WHAT YOU HAVE TO DO:
Go through the data below and copy each line where the word "lower" occurs.

Stored data:
-=-=-=-=-
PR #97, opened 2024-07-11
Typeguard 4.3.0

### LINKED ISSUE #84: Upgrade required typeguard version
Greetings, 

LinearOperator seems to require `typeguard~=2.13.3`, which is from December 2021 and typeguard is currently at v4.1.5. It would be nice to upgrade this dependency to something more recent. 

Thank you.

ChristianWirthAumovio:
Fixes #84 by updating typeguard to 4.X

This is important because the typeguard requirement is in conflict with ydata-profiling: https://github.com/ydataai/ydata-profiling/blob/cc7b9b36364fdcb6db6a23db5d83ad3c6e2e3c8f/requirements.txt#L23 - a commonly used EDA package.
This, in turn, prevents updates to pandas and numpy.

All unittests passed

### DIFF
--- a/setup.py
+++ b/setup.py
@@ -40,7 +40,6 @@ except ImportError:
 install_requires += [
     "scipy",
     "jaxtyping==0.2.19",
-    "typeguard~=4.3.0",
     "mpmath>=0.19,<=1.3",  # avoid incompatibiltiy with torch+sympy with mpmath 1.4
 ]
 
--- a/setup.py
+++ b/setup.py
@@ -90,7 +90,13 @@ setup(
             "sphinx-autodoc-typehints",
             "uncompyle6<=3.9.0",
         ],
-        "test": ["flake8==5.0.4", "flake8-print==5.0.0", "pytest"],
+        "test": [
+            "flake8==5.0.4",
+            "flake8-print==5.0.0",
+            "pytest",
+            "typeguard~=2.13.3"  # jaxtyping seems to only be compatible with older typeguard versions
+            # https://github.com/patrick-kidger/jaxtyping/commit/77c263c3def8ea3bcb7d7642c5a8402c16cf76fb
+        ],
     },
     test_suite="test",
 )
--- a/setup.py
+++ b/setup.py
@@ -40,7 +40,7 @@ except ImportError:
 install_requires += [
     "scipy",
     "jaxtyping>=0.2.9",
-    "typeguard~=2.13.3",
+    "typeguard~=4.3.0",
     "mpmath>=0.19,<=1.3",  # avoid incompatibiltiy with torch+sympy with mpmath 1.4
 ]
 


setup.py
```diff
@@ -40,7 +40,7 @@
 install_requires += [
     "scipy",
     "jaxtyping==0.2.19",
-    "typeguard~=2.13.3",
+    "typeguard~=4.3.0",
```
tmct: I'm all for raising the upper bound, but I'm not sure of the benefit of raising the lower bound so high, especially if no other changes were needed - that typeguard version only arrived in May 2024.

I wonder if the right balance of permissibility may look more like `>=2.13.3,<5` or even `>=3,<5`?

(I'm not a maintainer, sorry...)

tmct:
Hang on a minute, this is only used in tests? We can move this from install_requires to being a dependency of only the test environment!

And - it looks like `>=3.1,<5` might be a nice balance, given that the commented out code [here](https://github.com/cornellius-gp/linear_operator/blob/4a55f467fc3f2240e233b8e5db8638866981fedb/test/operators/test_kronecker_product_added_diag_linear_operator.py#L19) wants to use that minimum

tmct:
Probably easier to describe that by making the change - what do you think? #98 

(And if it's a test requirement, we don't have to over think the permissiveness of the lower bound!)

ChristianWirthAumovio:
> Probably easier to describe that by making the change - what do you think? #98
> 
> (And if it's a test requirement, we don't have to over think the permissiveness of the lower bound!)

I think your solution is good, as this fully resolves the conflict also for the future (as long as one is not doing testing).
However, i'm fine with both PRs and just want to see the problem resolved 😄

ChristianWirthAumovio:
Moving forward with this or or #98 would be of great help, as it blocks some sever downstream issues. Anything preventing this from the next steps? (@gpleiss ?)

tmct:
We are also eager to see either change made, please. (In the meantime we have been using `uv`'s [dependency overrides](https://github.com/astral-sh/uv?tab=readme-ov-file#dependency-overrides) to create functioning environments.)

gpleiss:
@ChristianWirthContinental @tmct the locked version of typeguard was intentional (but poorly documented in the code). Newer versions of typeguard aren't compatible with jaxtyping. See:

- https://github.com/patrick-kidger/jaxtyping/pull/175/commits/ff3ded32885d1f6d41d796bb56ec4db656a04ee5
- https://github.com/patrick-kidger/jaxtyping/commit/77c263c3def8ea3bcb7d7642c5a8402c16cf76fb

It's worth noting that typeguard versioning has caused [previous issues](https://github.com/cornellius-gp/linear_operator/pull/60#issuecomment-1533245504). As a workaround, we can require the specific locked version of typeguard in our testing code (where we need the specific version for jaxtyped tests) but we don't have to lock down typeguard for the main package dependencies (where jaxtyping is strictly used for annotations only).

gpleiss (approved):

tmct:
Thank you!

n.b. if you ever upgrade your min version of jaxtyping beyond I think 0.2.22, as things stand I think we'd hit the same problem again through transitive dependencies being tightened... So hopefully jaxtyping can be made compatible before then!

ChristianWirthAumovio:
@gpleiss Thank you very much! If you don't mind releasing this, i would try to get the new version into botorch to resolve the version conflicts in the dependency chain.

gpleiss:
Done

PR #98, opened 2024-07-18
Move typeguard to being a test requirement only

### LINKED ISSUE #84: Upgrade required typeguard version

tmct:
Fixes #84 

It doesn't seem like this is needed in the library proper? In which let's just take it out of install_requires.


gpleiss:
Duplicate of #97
-=-=-=-=-
EXERCISE OUTPUT:
tmct: I'm all for raising the upper bound, but I'm not sure of the benefit of raising the lower bound so high, especially if no other changes were needed - that typeguard version only arrived in May 2024.
(And if it's a test requirement, we don't have to over think the permissiveness of the lower bound!)
> (And if it's a test requirement, we don't have to over think the permissiveness of the lower bound!)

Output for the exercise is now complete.